The Conservation Center of the Institute of Fine Arts, NYU will welcome Bertrand Lavédrine as the 2022–2023 Judith Praska Visiting Distinguished Professor in Conservation & Technical Studies. Dr. Lavédrine is a professor at the National Museum of Natural History, part of the Sorbonne University Alliance, and a scientist at Center for Research in Conservation in Paris. He is an internationally recognized expert in the chemistry and preservation of photographs and the author of several books and articles on historical processes.

Now in its tenth year, the Judith Praska Distinguished Visiting Professorship has brought eighteen scholars to the Institute since 2012. Generously funded by an anonymous donor, the professorship recognizes preeminent conservation professionals who bring new areas of teaching and research to the Institute’s program in conservation. Dr. Lavédrine will teach a course entitled Research & Communication in Conservation & Science, and will deliver a public lecture during his tenure.

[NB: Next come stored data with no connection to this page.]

PR #73, opened 2025-02-17
Feature 71 add new api spec entries for user attribute handler

### LINKED ISSUE #71: Add new API spec entries for user attribute handler

rimz178:


swagger.yaml
```diff
@@ -438,19 +439,20 @@ paths:
         - name: id
           in: path
           required: true
-          description: ID of the user whose attribute should be deleted.
+          description: ID of the user whose attribute should be remove.
```
```suggestion
          description: ID of the user whose attribute should be removed.
```

swagger.yaml
```diff
@@ -406,28 +406,29 @@ paths:
           schema:
             type: string
             format: uuid
+        - name: attributeName
+          in: path  
+          required: true
+          description: The name of the attribute to be updated, e.g., `isSeveraOptIn`.
```
```suggestion
          description: The name of the attribute to be updated. Allowed attributes: `isSeveraOptIn`.
```

Jdallos (approved):

swagger.yaml
```diff
@@ -391,6 +391,69 @@ paths:
...
+          application/json:
+            schema:
+              $ref: "#/components/schemas/UpdateUserAttribute"
+      responses:
+        "200":
+          description: User attributes retrieved successfully
+          content:
+            application/json:
+              schema:
+                $ref: "#/components/schemas/UpdateUserAttribute"
```
Jdallos: This describes what the update handler is returning, and currently the update handler is not returning this.
Consider the function is updating both keycloak attributes and severa user id, as such the return value (UpdateUserAttribute) should probably contain all the relevant data. I suppose Attribute contains the severaUserId so I think maybe all that is missing is the  severaKeyword as is returned from the severaAPI- see the comments I left in the lamdba PR.

swagger.yaml
```diff
@@ -391,6 +391,69 @@ paths:
...
+        - name: id
+          in: path
+          required: true
+          description: ID of the user whose attribute should be removed.
+          schema:
+            type: string
+        - name: attributeName
+          in: path  
+          required: true
+          description: The name of the attribute to be removed, e.g., `isSeveraOptIn`.
```
Jdallos: I'm confused, isn't this keyword not attribute? Attribute related to keycloak and is the severaUserId stored there. 

I think the descriptions at least should be updated for the PUT and the delete to make it clear we optIn/ optOut which involves adding/ removing keycloak attributes and severa keywords

Jdallos (approved):

swagger.yaml
```diff
@@ -391,6 +391,69 @@ paths:
...
+      operationId: updateUserAttribute
+      summary: Update user attributes
+      description: Updates a user's attributes based on the provided data.
+      tags:
+        - attribute
+      parameters:
+        - name: id
+          in: path
+          required: true
+          description: The user attributes to be updated.
```
```suggestion
          description: The id of the user whose attributes are to be updated.
```

swagger.yaml
```diff
@@ -391,6 +391,69 @@ paths:
...
           description: Invalid request was sent to the server.
 
+  "/users/{id}/attributes/{attributeName}":
+    put:
+      operationId: updateUserAttribute
+      summary: Update user attributes
+      description: Updates a user's attributes based on the provided data.
+      tags:
+        - attribute
+      parameters:
```
Jdallos, line 401: Here you define "attributeName" bute you do not use attributeName from path params in the lamdba.

You use  "attributes" coming from the body (request body provided in this request) which you reference in this spec as being the Attributes schema, but this type does not include "attributeName" or "email" as you are using it in the lambda. So making a request to the lambda based on this spec will not currently work.

In the lambda you should get attributeName from the path param and use accordingly.
You also need to define here where you are getting the email from, it could be another parameter or you could add it to the updateUserAttribute schema. Or perhaps it is coming from the Attributes Schema as you indicate in the lambda? In which case you need to update the schema for Attributes in this spec.

swagger.yaml
```diff
@@ -391,6 +391,69 @@ paths:
...
+      requestBody:
+        description: updated user attributes
+        required: true
+        content:
+          application/json:
+            schema:
+              $ref: "#/components/schemas/UpdateUserAttribute"
+      responses:
+        "200":
+          description: User attributes retrieved successfully
```
```suggestion
          description: User attributes updated successfully
```

swagger.yaml
```diff
@@ -391,6 +391,69 @@ paths:
...
+          in: path  
+          required: true
+          description: The name of the attribute to be removed from Keycloak and Severa  `isSeveraOptIn`.
+          schema:
+            type: string
+      responses:
+        "204":
+          description: Attribute deleted successfully
+        "default":
+          description: Invalid request was sent to the server.
```
Jdallos: I think this endpoint should be removed from the spec for now.

In the remove-user-attribute lambda you are not actually deleting anything, you are only making PUT requests, so shouldn't this just be an update endpoint and can't this be handled by the already existing update endpoint? Also the remove lambda seems to remove the attribute from the keycloak user but does not remove the keyword from the severa user. The update endpoint currently adds both.



I think for now this can be removed from here. but as additional task if you have time I would suggest removing the remove-user-attribute lambda, and making sure the update-user-attribute can have the update condition when we want to remove the attribute/ keyword. however this does not need to block anything right now as for now we don't need the ability to remove the keyword/ attribute from a user.

swagger.yaml
```diff
@@ -391,6 +391,69 @@ paths:
...
+        - name: id
+          in: path
+          required: true
+          description: ID of the user whose attribute should be removed.
+          schema:
+            type: string
+        - name: attributeName
+          in: path  
+          required: true
+          description: The name of the attribute to be removed from Keycloak and Severa  `isSeveraOptIn`.
```
Jdallos: Seems to me the remove-user attribute lambda is not actually removing anything from severa

swagger.yaml
```diff
@@ -391,6 +391,69 @@ paths:
...
+          schema:
+            type: string
+      responses:
+        "204":
+          description: Attribute deleted successfully
```
Jdallos: The lambda is not deleting anything its only making PUT requests so this is misleading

Bertrand Lavédrine is a professor at the Muséum national d’Histoire naturelle (MNHN) and a scientist at the Centre de Recherche sur la Conservation (CRC) in Paris. He holds a master’s degree in organic chemistry and a doctoral degree in Art and Archeology from the Faculty of Humanities, University of Paris I Panthéon-Sorbonne. From 2003 to 2007, he was appointed as the director of the conservation training program at the University of Paris I Panthéon-Sorbonne. He has written papers and books on the preservation of photographic collections, now available in several languages (French, English, Spanish, Russian, Japanese, and Vietnamese). Dr. Lavédrine also leads research into the characterization and degradation of plastics––he was coordinator of the European funded project “POPART” (Preservation Of Plastic Artifacts in museum collections)—and the nondestructive identification of dyes and pigments used in manuscript illumination. He has participated in various international training programs funded by the Andrew W. Mellon Foundation, the Getty Conservation Institute, the International Center for the Study of the Preservation and Restoration of Cultural Property (ICCROM), and research projects funded by the European commission.